**WHAT TO PRODUCE**. Filter the listing below for "fetched" and report every line that has it.

**DATA TO PROCESS**.

- - -

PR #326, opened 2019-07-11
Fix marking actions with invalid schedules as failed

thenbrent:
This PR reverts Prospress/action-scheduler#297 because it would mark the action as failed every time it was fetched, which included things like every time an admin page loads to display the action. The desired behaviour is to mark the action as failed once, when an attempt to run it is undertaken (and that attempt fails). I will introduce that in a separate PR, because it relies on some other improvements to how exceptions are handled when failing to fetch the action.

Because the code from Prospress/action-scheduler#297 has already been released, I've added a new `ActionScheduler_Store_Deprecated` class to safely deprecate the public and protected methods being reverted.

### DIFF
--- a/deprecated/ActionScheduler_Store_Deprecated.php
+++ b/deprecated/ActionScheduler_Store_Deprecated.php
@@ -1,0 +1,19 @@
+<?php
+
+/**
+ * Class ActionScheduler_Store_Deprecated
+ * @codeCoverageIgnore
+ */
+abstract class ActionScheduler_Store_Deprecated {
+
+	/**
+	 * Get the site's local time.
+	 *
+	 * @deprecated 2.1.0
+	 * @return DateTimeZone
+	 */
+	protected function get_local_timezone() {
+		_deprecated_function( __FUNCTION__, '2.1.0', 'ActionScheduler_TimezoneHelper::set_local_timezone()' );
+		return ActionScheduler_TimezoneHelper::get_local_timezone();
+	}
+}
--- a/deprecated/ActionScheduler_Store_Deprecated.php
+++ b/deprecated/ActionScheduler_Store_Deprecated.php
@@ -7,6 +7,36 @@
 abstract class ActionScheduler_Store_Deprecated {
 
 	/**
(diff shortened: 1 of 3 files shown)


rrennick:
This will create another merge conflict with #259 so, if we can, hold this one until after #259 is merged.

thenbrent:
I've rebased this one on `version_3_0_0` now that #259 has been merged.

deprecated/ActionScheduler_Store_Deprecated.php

- - -

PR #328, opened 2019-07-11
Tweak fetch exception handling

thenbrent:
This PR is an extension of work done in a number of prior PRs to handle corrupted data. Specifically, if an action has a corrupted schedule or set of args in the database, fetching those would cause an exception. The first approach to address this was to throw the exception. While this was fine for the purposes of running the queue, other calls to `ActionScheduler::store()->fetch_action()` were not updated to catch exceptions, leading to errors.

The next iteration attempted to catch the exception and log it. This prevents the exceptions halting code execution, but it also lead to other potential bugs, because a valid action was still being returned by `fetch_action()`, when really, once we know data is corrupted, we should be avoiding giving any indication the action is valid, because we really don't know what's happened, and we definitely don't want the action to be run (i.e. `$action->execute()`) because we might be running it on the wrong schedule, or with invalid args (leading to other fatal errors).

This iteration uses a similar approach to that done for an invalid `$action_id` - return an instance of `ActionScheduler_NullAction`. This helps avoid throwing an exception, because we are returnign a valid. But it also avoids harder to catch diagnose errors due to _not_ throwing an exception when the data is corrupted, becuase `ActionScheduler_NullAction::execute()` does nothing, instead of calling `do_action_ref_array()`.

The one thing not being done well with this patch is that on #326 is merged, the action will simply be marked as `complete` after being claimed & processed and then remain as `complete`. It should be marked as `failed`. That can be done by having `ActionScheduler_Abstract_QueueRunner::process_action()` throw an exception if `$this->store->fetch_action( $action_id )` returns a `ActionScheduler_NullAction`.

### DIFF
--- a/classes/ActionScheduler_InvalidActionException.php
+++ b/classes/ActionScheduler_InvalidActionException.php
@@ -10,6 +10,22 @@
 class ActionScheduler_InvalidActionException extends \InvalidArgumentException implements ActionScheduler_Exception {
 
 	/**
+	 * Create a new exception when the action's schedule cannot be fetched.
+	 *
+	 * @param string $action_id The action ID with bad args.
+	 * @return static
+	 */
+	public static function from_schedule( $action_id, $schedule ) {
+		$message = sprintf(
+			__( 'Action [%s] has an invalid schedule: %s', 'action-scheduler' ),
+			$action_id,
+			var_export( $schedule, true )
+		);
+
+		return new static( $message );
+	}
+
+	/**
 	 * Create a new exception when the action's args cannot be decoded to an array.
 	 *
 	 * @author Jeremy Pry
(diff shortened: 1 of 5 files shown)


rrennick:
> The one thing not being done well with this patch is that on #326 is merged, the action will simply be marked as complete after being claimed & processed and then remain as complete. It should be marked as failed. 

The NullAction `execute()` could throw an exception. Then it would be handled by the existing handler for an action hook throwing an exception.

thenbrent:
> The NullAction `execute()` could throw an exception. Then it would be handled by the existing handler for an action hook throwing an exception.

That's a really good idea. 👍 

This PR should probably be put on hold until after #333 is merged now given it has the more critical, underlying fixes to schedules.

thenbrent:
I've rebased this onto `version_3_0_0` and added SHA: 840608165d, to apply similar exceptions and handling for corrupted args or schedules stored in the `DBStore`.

- - -

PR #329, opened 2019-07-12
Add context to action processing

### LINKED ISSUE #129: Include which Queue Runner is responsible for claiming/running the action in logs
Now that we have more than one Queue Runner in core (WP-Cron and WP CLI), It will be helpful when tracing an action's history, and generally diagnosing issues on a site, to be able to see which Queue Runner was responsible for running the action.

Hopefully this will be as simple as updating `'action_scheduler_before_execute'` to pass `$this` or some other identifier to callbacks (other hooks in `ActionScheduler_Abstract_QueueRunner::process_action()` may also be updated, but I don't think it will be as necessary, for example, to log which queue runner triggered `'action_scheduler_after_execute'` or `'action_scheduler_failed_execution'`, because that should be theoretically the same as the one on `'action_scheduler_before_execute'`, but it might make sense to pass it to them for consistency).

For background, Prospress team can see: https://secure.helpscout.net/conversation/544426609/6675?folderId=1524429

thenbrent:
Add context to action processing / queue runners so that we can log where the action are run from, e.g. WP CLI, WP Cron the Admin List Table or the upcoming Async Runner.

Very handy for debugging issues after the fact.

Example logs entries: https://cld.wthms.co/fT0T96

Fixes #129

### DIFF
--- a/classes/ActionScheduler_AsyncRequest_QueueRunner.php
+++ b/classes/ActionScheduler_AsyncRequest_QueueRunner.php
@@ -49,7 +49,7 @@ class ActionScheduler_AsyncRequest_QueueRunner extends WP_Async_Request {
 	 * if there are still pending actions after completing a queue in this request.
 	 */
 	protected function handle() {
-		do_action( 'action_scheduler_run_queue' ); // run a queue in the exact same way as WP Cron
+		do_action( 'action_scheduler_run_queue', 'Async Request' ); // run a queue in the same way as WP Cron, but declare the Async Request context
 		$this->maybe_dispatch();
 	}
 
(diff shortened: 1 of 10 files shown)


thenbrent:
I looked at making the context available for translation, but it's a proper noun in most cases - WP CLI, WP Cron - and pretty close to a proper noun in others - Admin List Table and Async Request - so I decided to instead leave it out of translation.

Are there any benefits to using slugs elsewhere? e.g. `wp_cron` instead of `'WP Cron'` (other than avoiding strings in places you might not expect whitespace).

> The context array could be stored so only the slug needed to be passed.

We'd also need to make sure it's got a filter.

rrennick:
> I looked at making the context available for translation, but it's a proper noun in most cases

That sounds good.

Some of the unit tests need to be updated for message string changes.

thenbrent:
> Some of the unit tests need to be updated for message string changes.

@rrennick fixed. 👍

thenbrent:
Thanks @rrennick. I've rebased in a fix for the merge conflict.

- - -

**EXPECTED ANSWER**.
This PR reverts Prospress/action-scheduler#297 because it would mark the action as failed every time it was fetched, which included things like every time an admin page loads to display the action. The desired behaviour is to mark the action as failed once, when an attempt to run it is undertaken (and that attempt fails). I will introduce that in a separate PR, because it relies on some other improvements to how exceptions are handled when failing to fetch the action.
+	 * Create a new exception when the action's schedule cannot be fetched.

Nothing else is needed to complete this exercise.